Heddesheim

Heddesheim Großes Interesse an Versteigerung trotz Gluthitze

Jede Minute wechselt ein Fundrad den Besitzer

Archivartikel

Trotz annähernd 40 Grad kamen mehr als 35 Interessierte in den Bauhof der Gemeinde Heddesheim, dort werden seit über 20 Jahren Fundräder versteigert. 15 Minuten vor der Auktion konnten die Räder begutachtet werden. Insgesamt 32 Stahlrösser, manchmal auch nur noch Teile, wurden im Laufe des Jahres auf der Heddesheimer Gemarkung gefunden.

„Manche Räder wurden gestohlen und irgendwo in der Gemarkung hingeworfen. Andere von ihren Besitzern einfach nur entsorgt“, erzählt Silke Schmidt, die Leiterin des Heddesheimer Ordnungsamtes. Damen- und Herrenräder, Mountainbikes, ein Kinderfahrrad und ein Roller stehen an diesem Tag zum Erwerb bereit. Die Räder wurden in den letzten sechs Monaten nicht von ihren Besitzern identifiziert und deshalb jetzt versteigert. „Es geht uns nicht ums Geldverdienen. Für manchen Bastler ist aber was Brauchbares dabei“, betont Silke Schmidt.

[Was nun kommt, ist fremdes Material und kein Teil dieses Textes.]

PR #140, opened 2015-12-10
Connects to AgileVentures/MetPlus_tracker#129

patmbolger:
Completed agency_people show, edit and update actions.

### DIFF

Lukas Bender kam mit seinem Vater. „Ich suche hier ein fahrbares Rad, um es bei einem Feuerwehreinsatz am Gerätehaus stehen lassen zu können“, erklärt der aktive Feuerwehrmann. Damit möchte er das Diebstahlrisiko minimieren. Der 18-jährige David sucht einen Ersatz für sein gestohlenes Rad. „Während des Tages steht es am Bundesbahnhof. Da reicht mir ein gebrauchtes Rad, das ich mir zusammenbasteln kann.“ Lukas hat Glück: Für 14 Euro ersteigert er ein Velo, das seinen Vorstellungen entspricht.

Ein Mannheimer hatte im „MM“ von der Versteigerung gelesen. Er nimmt am Ende zwei Räder mit nach Hause. „Die Fahrt nach Heddesheim hat sich gelohnt, das Schutzblech und die Beleuchtung repariere ich gerne“, erklärt der glückliche Besitzer. Pia Bivona suchte für ihre Tochter Talina ein Fahrrad, sie fährt damit täglich zum OEG-Bahnhof. „Dort werden immer Räder gestohlen. Hier habe ich zwei Kinderräder erstanden, die mein Mann wieder fahrtüchtig macht“, berichtet sie stolz – und die Tochter freut sich auf das neue Gefährt.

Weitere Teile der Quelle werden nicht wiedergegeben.